Small Merchants Opt for Automation Over Price Hikes to Manage Slowing Consumer Demand

Even small changes may reap cost-cutting rewards for small businesses seeking to weather 2023’s projected rocky road.

Economic news over the past few days has felt grim. Grocers are seeing even their higher-income customers buy less, and interest rate hikes are influencing the shopping behaviors of the same demographic. Discretionary items such as smartphones are also experiencing record sales slumps.

These developments come as consumers overall are still spending, generally with credit, but that trend could reverse as disposable personal income growth rates slow. Some major lenders have already announced that they’re setting aside extra funds due to possible loan loss amid fears of a coming recession.

PYMNTS’ “Main Street Health Survey Q4” found that many small- to medium-sized businesses (SMBs) across all sectors reported slimmer margins during the 12 months preceding October. Professional service firms were hardest hit, with 70% of sector businesses reporting decreased profit margins, up from 63% in July. Up until recently, price markups had been the primary strategy to fend off inflation’s effects, with 31% of firms in October saying this was the most important action they were taking.
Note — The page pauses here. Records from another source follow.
Issue #3522, opened 2018-01-09
Show discounted outfits checkbox


whismerhill:
pretty much the title
would go along with those other checkboxes  ("show outfits for sale"...)

Alternatively highlight item borders that have used outfits or something

edit : or both => a checkbox that highlights instead of filtering

the reason is that : 
 - currently if there's outfits I wanna keep from ships I will sell, I need to first strip them of outfits & put them on my ships in cargo & then sell the ships. 
 - if such a thing as showing discounted outfits existed, I could just directly sell a bunch of ships then check out whatever is discounted at a glance without having to check for EACH & every item sold by the outfitter. It would just be much faster.

there's plenty other example usage scenarios where you wanna keep discounted outfits and this could get handy.

tehhowch:
Is this not already possible? Simply uncheck the "show for sale" box.

whismerhill:
nope with "show outfits for sale" unchecked, it will show items on the selected ship & that's all

"show used outfits" would either filter out or highlight items which are not 100% price (that you sold)

Hadron1776:
(You can select multiple ships)

tehhowch:
Note that "used" has multiple meanings. I interpreted it as those outfits that are being used i.e. are installed on a ship.
It appears @whismerhill actually means "used" as "sold for less than full price" which is not its definition.

A better post title is "Button to show discounted outfits"

whismerhill:
hooooo facepalm

Brick63:
For what reason should this be implemented

ghoulavenger:
@Brick63 why not? When you sell ships or components to the outfitter, you have discounted outfits available for purchase that do not appear that way, they just show up as normal outfits (although it might show that it is discounted in its price section). It simplifies grabbing loose outfits from captured ships significantly (selling ships will strip the outfits and put them for sale in the outfitter). Not to mention if you're just swapping outfits around it could make it easier to just see the outfits you're looking for.

I don't see it as a high priority but I don't see a reason for it not to be implemented either.

Brick63:
okay my question was more inquisitive than anything and i was looking more for whismers reasoning but not to discount others

whismerhill:
the reason is that : 
 - currently if there's outfits I wanna keep from ships I will sell, I need to first strip them of outfits & put them on my ships in cargo & then sell the ships. 
[...]

PR #3556, opened 2018-01-15
Add outfitter checkbox to toggle showing only outfits with depreciation

tehhowch:
Refs #3522 

If checked, when buying only those that are below full price will be bought (i.e. you can buy the 4 that were sold at 25% by using the Shift modifier and get only those 4, rather than 4 and 1 full-price outfit).
 
<details><summary>2 cargo outfits, one is depreciated</summary>

Unchecked (current behavior):
image

Checked (only shows outfits purchasable at less-than-full price):
 image
</details>

High-DPI: https://github.com/endless-sky/endless-sky-high-dpi/pull/43
Assets: https://github.com/tehhowch/modding-assets/tree/master/outfitter%20key


endless-sky:
It seems to me that this would be a feature with very limited usefulness. A player who is selling a bunch of captured ships but wants to save a couple of outfits from them probably already has certain outfits in mind.

An alternative might be to add some sort of "25% off" label to used outfits so they're easy to spot. But again, the important question is: will this feature provide enough added benefit to the *average* player to compensate for the increased learning curve for *every* player of being faced with one more UI option that you don't understand when you first start playing the game?

tehhowch:
- I agree that an overlay would reduce the confusion over "what's this box actually do?", especially since the store often does not have depreciated outfits - they are only there if the player has sold them in some manner.
- The overlay also would make it unnecessary to select each item to determine if they are full or reduced price (as is currently necessary)
- The overlay would not allow limiting the purchased amount to that which is below full value, since there wouldn't be a way to flag that this is something that the player is interested in.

As consumer spending slips, some SMBs may consider turning to other options, such as investments in cost-cutting technologies — including automation platforms. However, PYMNTS’ research found that Main Street SMBs’ current interest in such innovations vary across sectors.

These businesses, which generally run on tighter margins, are in a particularly tough spot as they search for cost-cutting strategies that won’t drive their customers and clients away. Sectors that have so far lagged or been resistant to modernizing any part of their business systems may want to consider some level of innovation investment and adoption as part of their long-term growth strategy. While most firms likely already use some digital channels for their processes, there are other areas SMBs — and not just SMB retailers — may automate and see possible revenue-saving results.

For logistics firms, there are solutions such as the partnership between FourKites and Cargonerds to add real-time supply chain visibility to Cargonerds’ digital platform. This would augment the platform’s already offered features that include quoting, booking, tracking and reporting capabilities. Automating all those services can save revenue via reduced personnel time in manual input or reconciliation. Last August, Raft (formally added payment integrations to its freight logistics productivity platform, enabling forwarders to continue automating their systems, free up personnel to focus on other issues and pay invoices faster.

FinTechs such as Nimbello offer accounts payable (AP) automation solutions to help SMBs across sectors. The cloud AP software provider’s newest platform is meant to help businesses scale their finance operations, assist their vendor supply chain, increase efficiencies and help their customers gain spending insights.

Additionally, American Express plans to buy automation company Nipendo to assist building an end-to-end automated payments platform.

The consumer spending slowdown may prove to be a short-term bump or a much longer headwind. In either case, implementing some increased level of automation will likely help SMBs across all sectors start saving now without worsening the situation.